→ PROVIDED ENTRIES:
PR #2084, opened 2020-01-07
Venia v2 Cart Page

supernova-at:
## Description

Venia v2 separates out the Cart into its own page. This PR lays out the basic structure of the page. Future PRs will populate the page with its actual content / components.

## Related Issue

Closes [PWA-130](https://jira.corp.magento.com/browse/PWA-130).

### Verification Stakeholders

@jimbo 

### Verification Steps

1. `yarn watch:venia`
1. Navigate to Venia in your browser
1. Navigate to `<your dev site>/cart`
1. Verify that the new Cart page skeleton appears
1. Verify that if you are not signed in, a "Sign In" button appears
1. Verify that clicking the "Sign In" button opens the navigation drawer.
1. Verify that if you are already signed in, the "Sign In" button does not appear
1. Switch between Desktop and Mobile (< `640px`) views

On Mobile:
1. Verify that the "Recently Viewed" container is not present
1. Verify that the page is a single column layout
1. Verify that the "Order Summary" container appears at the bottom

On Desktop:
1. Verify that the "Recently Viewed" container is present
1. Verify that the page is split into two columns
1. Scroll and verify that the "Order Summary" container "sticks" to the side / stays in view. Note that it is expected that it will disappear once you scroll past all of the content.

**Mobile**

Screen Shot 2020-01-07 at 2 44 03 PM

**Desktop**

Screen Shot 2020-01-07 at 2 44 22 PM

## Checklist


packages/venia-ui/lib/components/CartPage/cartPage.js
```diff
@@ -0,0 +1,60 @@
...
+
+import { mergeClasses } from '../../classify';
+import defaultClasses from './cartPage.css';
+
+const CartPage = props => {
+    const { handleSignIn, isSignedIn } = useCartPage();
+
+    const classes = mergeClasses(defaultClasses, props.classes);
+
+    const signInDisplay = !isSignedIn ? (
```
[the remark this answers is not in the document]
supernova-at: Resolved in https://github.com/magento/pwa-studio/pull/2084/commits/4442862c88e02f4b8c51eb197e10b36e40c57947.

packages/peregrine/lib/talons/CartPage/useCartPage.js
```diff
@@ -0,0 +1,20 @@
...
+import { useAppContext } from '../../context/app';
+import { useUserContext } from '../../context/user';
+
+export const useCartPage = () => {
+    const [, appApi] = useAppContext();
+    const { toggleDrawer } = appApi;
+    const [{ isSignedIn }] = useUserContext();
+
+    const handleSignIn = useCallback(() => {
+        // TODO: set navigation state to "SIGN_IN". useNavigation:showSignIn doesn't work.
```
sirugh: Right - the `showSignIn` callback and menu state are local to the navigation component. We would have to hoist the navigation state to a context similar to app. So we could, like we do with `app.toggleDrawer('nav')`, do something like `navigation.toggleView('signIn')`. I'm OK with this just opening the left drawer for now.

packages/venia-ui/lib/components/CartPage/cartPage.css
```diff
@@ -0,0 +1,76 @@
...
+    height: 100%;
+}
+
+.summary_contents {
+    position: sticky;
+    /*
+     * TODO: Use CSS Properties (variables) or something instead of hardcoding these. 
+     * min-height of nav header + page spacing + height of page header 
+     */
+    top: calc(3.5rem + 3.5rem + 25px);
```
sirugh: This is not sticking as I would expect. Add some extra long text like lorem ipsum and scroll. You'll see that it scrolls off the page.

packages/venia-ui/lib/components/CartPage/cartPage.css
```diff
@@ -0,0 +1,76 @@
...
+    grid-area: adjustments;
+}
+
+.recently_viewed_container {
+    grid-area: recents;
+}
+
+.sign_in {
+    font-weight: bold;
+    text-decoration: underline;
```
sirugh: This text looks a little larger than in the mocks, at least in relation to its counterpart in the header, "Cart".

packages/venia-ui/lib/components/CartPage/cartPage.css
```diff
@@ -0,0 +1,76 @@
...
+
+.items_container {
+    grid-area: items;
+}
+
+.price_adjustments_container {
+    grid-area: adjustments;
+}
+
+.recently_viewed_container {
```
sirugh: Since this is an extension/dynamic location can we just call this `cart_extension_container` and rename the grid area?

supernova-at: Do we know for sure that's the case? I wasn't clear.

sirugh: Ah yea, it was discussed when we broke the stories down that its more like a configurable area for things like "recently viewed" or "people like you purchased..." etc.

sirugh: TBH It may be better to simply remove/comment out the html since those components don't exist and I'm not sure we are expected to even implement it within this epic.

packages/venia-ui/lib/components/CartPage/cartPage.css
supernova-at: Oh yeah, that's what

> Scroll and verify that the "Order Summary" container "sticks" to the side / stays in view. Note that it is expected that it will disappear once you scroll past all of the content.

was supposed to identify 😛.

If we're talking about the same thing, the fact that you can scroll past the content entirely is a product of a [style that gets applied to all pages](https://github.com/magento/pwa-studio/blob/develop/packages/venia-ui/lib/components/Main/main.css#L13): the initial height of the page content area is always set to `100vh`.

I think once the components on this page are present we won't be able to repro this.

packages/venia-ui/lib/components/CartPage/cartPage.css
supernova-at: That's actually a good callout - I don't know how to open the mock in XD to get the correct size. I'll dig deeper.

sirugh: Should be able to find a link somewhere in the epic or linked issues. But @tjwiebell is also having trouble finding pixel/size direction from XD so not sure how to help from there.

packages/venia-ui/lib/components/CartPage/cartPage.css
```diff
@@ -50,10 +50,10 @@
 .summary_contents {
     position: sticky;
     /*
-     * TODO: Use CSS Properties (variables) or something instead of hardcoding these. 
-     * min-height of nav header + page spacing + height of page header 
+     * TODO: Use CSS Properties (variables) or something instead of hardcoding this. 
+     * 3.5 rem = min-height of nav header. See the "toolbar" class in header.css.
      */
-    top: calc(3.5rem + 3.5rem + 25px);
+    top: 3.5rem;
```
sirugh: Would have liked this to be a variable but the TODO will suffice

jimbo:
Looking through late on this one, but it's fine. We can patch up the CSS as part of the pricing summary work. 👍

→ TO DO:
Reprint the entire listing exactly.

→ ANSWER FOR THIS EXERCISE:
PR #2084, opened 2020-01-07
Venia v2 Cart Page

supernova-at:
## Description

Venia v2 separates out the Cart into its own page. This PR lays out the basic structure of the page. Future PRs will populate the page with its actual content / components.

## Related Issue

Closes [PWA-130](https://jira.corp.magento.com/browse/PWA-130).

### Verification Stakeholders

@jimbo 

### Verification Steps

1. `yarn watch:venia`
1. Navigate to Venia in your browser
1. Navigate to `<your dev site>/cart`
1. Verify that the new Cart page skeleton appears
1. Verify that if you are not signed in, a "Sign In" button appears
1. Verify that clicking the "Sign In" button opens the navigation drawer.
1. Verify that if you are already signed in, the "Sign In" button does not appear
1. Switch between Desktop and Mobile (< `640px`) views

On Mobile:
1. Verify that the "Recently Viewed" container is not present
1. Verify that the page is a single column layout
1. Verify that the "Order Summary" container appears at the bottom

On Desktop:
1. Verify that the "Recently Viewed" container is present
1. Verify that the page is split into two columns
1. Scroll and verify that the "Order Summary" container "sticks" to the side / stays in view. Note that it is expected that it will disappear once you scroll past all of the content.

**Mobile**

Screen Shot 2020-01-07 at 2 44 03 PM

**Desktop**

Screen Shot 2020-01-07 at 2 44 22 PM

## Checklist


packages/venia-ui/lib/components/CartPage/cartPage.js
```diff
@@ -0,0 +1,60 @@
...
+
+import { mergeClasses } from '../../classify';
+import defaultClasses from './cartPage.css';
+
+const CartPage = props => {
+    const { handleSignIn, isSignedIn } = useCartPage();
+
+    const classes = mergeClasses(defaultClasses, props.classes);
+
+    const signInDisplay = !isSignedIn ? (
```
[the remark this answers is not in the document]
supernova-at: Resolved in https://github.com/magento/pwa-studio/pull/2084/commits/4442862c88e02f4b8c51eb197e10b36e40c57947.

packages/peregrine/lib/talons/CartPage/useCartPage.js
```diff
@@ -0,0 +1,20 @@
...
+import { useAppContext } from '../../context/app';
+import { useUserContext } from '../../context/user';
+
+export const useCartPage = () => {
+    const [, appApi] = useAppContext();
+    const { toggleDrawer } = appApi;
+    const [{ isSignedIn }] = useUserContext();
+
+    const handleSignIn = useCallback(() => {
+        // TODO: set navigation state to "SIGN_IN". useNavigation:showSignIn doesn't work.
```
sirugh: Right - the `showSignIn` callback and menu state are local to the navigation component. We would have to hoist the navigation state to a context similar to app. So we could, like we do with `app.toggleDrawer('nav')`, do something like `navigation.toggleView('signIn')`. I'm OK with this just opening the left drawer for now.

packages/venia-ui/lib/components/CartPage/cartPage.css
```diff
@@ -0,0 +1,76 @@
...
+    height: 100%;
+}
+
+.summary_contents {
+    position: sticky;
+    /*
+     * TODO: Use CSS Properties (variables) or something instead of hardcoding these. 
+     * min-height of nav header + page spacing + height of page header 
+     */
+    top: calc(3.5rem + 3.5rem + 25px);
```
sirugh: This is not sticking as I would expect. Add some extra long text like lorem ipsum and scroll. You'll see that it scrolls off the page.

packages/venia-ui/lib/components/CartPage/cartPage.css
```diff
@@ -0,0 +1,76 @@
...
+    grid-area: adjustments;
+}
+
+.recently_viewed_container {
+    grid-area: recents;
+}
+
+.sign_in {
+    font-weight: bold;
+    text-decoration: underline;
```
sirugh: This text looks a little larger than in the mocks, at least in relation to its counterpart in the header, "Cart".

packages/venia-ui/lib/components/CartPage/cartPage.css
```diff
@@ -0,0 +1,76 @@
...
+
+.items_container {
+    grid-area: items;
+}
+
+.price_adjustments_container {
+    grid-area: adjustments;
+}
+
+.recently_viewed_container {
```
sirugh: Since this is an extension/dynamic location can we just call this `cart_extension_container` and rename the grid area?

supernova-at: Do we know for sure that's the case? I wasn't clear.

sirugh: Ah yea, it was discussed when we broke the stories down that its more like a configurable area for things like "recently viewed" or "people like you purchased..." etc.

sirugh: TBH It may be better to simply remove/comment out the html since those components don't exist and I'm not sure we are expected to even implement it within this epic.

packages/venia-ui/lib/components/CartPage/cartPage.css
supernova-at: Oh yeah, that's what

> Scroll and verify that the "Order Summary" container "sticks" to the side / stays in view. Note that it is expected that it will disappear once you scroll past all of the content.

was supposed to identify 😛.

If we're talking about the same thing, the fact that you can scroll past the content entirely is a product of a [style that gets applied to all pages](https://github.com/magento/pwa-studio/blob/develop/packages/venia-ui/lib/components/Main/main.css#L13): the initial height of the page content area is always set to `100vh`.

I think once the components on this page are present we won't be able to repro this.

packages/venia-ui/lib/components/CartPage/cartPage.css
supernova-at: That's actually a good callout - I don't know how to open the mock in XD to get the correct size. I'll dig deeper.

sirugh: Should be able to find a link somewhere in the epic or linked issues. But @tjwiebell is also having trouble finding pixel/size direction from XD so not sure how to help from there.

packages/venia-ui/lib/components/CartPage/cartPage.css
```diff
@@ -50,10 +50,10 @@
 .summary_contents {
     position: sticky;
     /*
-     * TODO: Use CSS Properties (variables) or something instead of hardcoding these. 
-     * min-height of nav header + page spacing + height of page header 
+     * TODO: Use CSS Properties (variables) or something instead of hardcoding this. 
+     * 3.5 rem = min-height of nav header. See the "toolbar" class in header.css.
      */
-    top: calc(3.5rem + 3.5rem + 25px);
+    top: 3.5rem;
```
sirugh: Would have liked this to be a variable but the TODO will suffice

jimbo:
Looking through late on this one, but it's fine. We can patch up the CSS as part of the pricing summary work. 👍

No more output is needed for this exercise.